(Dataset entries)
+++++

PR #13004, opened 2024-06-18
[Fix #12557] Make server mode aware of auto-restart for `bundle update`

### LINKED ISSUE #12557: Wrong version of extensions loaded with 1.59.0?
## Expected behavior

With same exact Gemfile and Gemfile.lock, with updated rubocop extensions, rubocop is loading the wrong version dependencies. (see version info below)

This is true even if the other versions are fully uninstalled (gem uninstall rubocop-performance and bundle exec gem uninstall rubocop-performance before bundle install again)

## Actual behavior

Gemfile has this in it:

```
  gem "rubocop", "~> 1.59.0"
  gem "rubocop-capybara", "~> 2.19.0"
  gem "rubocop-graphql", "~> 1.4.0"
  gem "rubocop-minitest", "~> 0.34.1"
  gem "rubocop-performance", "~> 1.20.0"
  gem "rubocop-rails", "~> 2.23.0"
  gem "rubocop-rake", "~> 0.6.0"
 ```

and this in .rubocop.yml:

```
require:
  - rubocop-rails
  - rubocop-minitest
  - rubocop-performance
  - rubocop-rake
  - rubocop-graphql
  - rubocop-capybara
```

with above gemfile, have multiple people run:

```
bundle install
bundle exec rubocop -V
```

## RuboCop version

This is what it should be per Gemfile.lock and there on a number of our machines:

```
1.59.0 (using Parser 3.2.2.4, rubocop-ast 1.30.0, running on ruby 3.0.6) [arm64-darwin22]
  - rubocop-capybara 2.19.0
  - rubocop-graphql 1.4.0
  - rubocop-minitest 0.34.1
  - rubocop-performance 1.20.0
  - rubocop-rails 2.23.0
  - rubocop-rake 0.6.0
 ```

But others are seeing:

```
1.59.0 (using Parser 3.2.2.4, rubocop-ast 1.30.0, running on ruby 3.0.6) +server [arm64-darwin22]
  - rubocop-capybara 2.19.0
  - rubocop-graphql 1.4.0
  - rubocop-minitest 0.33.0
  - rubocop-performance 1.19.1
  - rubocop-rails 2.22.2
  - rubocop-rake 0.6.0
```

You can further see this in debug mode:

When working, it states:

```
For /Users/REDACTED/REDACTED/app: configuration from /Users/REDACTED/REDACTED/app/.rubocop.yml
configuration from /Users/REDACTED/.rbenv/versions/3.0.6/lib/ruby/gems/3.0.0/gems/rubocop-rails-2.23.0/config/default.yml
configuration from /Users/REDACTED/.rbenv/versions/3.0.6/lib/ruby/gems/3.0.0/gems/rubocop-rails-2.23.0/config/default.yml
Default configuration from /Users/REDACTED/.rbenv/versions/3.0.6/lib/ruby/gems/3.0.0/gems/rubocop-1.59.0/config/default.yml
configuration from /Users/REDACTED/.rbenv/versions/3.0.6/lib/ruby/gems/3.0.0/gems/rubocop-minitest-0.34.1/config/default.yml
configuration from /Users/REDACTED/.rbenv/versions/3.0.6/lib/ruby/gems/3.0.0/gems/rubocop-minitest-0.34.1/config/default.yml
configuration from /Users/REDACTED/.rbenv/versions/3.0.6/lib/ruby/gems/3.0.0/gems/rubocop-performance-1.20.0/config/default.yml
configuration from /Users/REDACTED/.rbenv/versions/3.0.6/lib/ruby/gems/3.0.0/gems/rubocop-performance-1.20.0/config/default.yml
configuration from /Users/REDACTED/.rbenv/versions/3.0.6/lib/ruby/gems/3.0.0/gems/rubocop-rake-0.6.0/config/default.yml
configuration from /Users/REDACTED/.rbenv/versions/3.0.6/lib/ruby/gems/3.0.0/gems/rubocop-rake-0.6.0/config/default.yml
configuration from /Users/REDACTED/.rbenv/versions/3.0.6/lib/ruby/gems/3.0.0/gems/rubocop-graphql-1.4.0/config/default.yml
configuration from #{path}
configuration from /Users/REDACTED/.rbenv/versions/3.0.6/lib/ruby/gems/3.0.0/gems/rubocop-capybara-2.19.0/config/default.yml
configuration from /Users/REDACTED/.rbenv/versions/3.0.6/lib/ruby/gems/3.0.0/gems/rubocop-capybara-2.19.0/lib/../config/default.yml
```

But when not, it only has:

```
For /Users/REDACTED/REDACTED/app: configuration from /Users/REDACTED/REDACTED/app/.rubocop.yml
```

koic:
Resolves #12557.

Currently, the server mode only auto-restarts due to incompatible versions of RuboCop core. This PR will enable auto-restart when the SHA1 value of Gemfile.lock becomes incompatible. If Gemfile.lock is missing, it will continue to refer to the RuboCop core version as before.

The advantage is that it can cover cases of version incompatibility caused by `bundle update`, which will likely cover many scenarios like those in #12557.

The disadvantage is that the server mode may become slightly slower. However, it is unlikely to be slow enough for users to notice. The trade-off is considered acceptable.

In the future, it might be possible to detect changes in rubocop configuration as well, but for now, I'd like to see how things go with this change.

-----------------

* [x] Added tests.

### DIFF
--- a/lib/rubocop/server/cache.rb
+++ b/lib/rubocop/server/cache.rb
@@ -1,5 +1,6 @@
 # frozen_string_literal: true
 
+require 'digest'
 require 'pathname'
 require_relative '../cache_config'
 require_relative '../config_finder'
@@ -19,6 +20,7 @@ module RuboCop
     # @api private
     class Cache
       GEMFILE_NAMES = %w[Gemfile gems.rb].freeze
+      LOCKFILE_NAMES = %w[Gemfile.lock gems.locked].freeze
 
       class << self
         attr_accessor :cache_root_path
@@ -39,6 +41,14 @@ module RuboCop
 
         def project_dir_cache_key
           @project_dir_cache_key ||= project_dir[1..].tr('/', '+')
+        end
+
+        def restart_key
+          lockfile_path = LOCKFILE_NAMES.map do |lockfile_name|
+            Pathname(project_dir).join(lockfile_name)
+          end.find(&:exist?)
+
+          Digest::SHA1.hexdigest(lockfile_path&.read || RuboCop::Version::STRING)
         end
 
         def dir
--- a/changelog/change_make_server_mode_aware-of_auto_restart_for_bundle_update.md
+++ b/changelog/change_make_server_mode_aware-of_auto_restart_for_bundle_update.md
@@ -1,0 +1,1 @@
+* [#12557](https://github.com/rubocop/rubocop/issues/12557): Make server mode aware of auto-restart for `bundle update`. ([@koic][])
--- a/docs/modules/ROOT/pages/usage/server.adoc
+++ b/docs/modules/ROOT/pages/usage/server.adoc
@@ -49,7 +49,7 @@ user             16060   0.0  0.0  5078568   2264   ??  S     7:54AM   0:00.00 r
 user             16337   0.0  0.0  5331560   2396   ??  S    23:51PM   0:00.00 rubocop --server /Users/user/src/github.com/rubocop/rubocop-rails
 ```
 
-When you update and run `rubocop`, the server process will restart automatically.
+When you `bundle update` and run `rubocop`, the server process will restart automatically.
 
 ```console
 $ rubocop --server
--- a/lib/rubocop/server/client_command/exec.rb
+++ b/lib/rubocop/server/client_command/exec.rb
@@ -41,7 +41,7 @@ module RuboCop
         end
 
         def incompatible_version?
-          Cache.version_path.read != RuboCop::Version::STRING
+          Cache.version_path.read != Cache.restart_key
         end
 
         def stderr
--- a/lib/rubocop/server/client_command/start.rb
+++ b/lib/rubocop/server/client_command/start.rb
@@ -34,7 +34,7 @@ module RuboCop
               exit 0
             end
 
-            Cache.write_version_file(RuboCop::Version::STRING)
+            Cache.write_version_file(Cache.restart_key)
 
             host = ENV.fetch('RUBOCOP_SERVER_HOST', '127.0.0.1')
             port = ENV.fetch('RUBOCOP_SERVER_PORT', 0)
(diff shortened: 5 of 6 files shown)


Earlopain:
Does this actually consider `Gemfile.lock`? From looking at the code I'd say that file is not used in that check.

koic:
Ah, indeed. I've updated this PR.

lib/rubocop/server/cache.rb
```diff
@@ -41,6 +43,14 @@ def project_dir_cache_key
           @project_dir_cache_key ||= project_dir[1..].tr('/', '+')
         end
 
+        def restart_key
+          lockfile_path = LOCKFILE_NAMES.map do |lockfile_name|
+            Pathname(project_dir).join(lockfile_name)
+          end.find(&:exist?)
+
+          Digest::SHA1.hexdigest(lockfile_path&.read || RuboCop::Version::STRING)
```
pirj, line 51: Does it make sense to `read.grep(/rubocop/)` to avoid restarting on unrelated updates?

pirj (approved):
Fantastic, thank you! 🙏

lib/rubocop/server/cache.rb
Earlopain: Unrelated is a bit fuzzy here. For example, if I conservatively update the `parser` gem because a new ruby version released I'd still want it to restart rubocop.

Personally I think its safer to keep it like that, having it run more closely to how it would do without server mode.

koic: Yes. It is prioritize that the environment can be aligned even when updating dependent gems that don't match `/rubocop/`, to prevent user confusion. Especially since it is not possible to know in advance which gems 3rd party gem depends on. Also, since `bundle update` occurs less frequently than `rubocop` is run, it has been decided that updating the entire Gemfile.lock to SHA1 is a trade-off that makes sense.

+++++

Directions
Tally up the lines in the data that hold the word "rails". Only the total should be given.

Written reply
7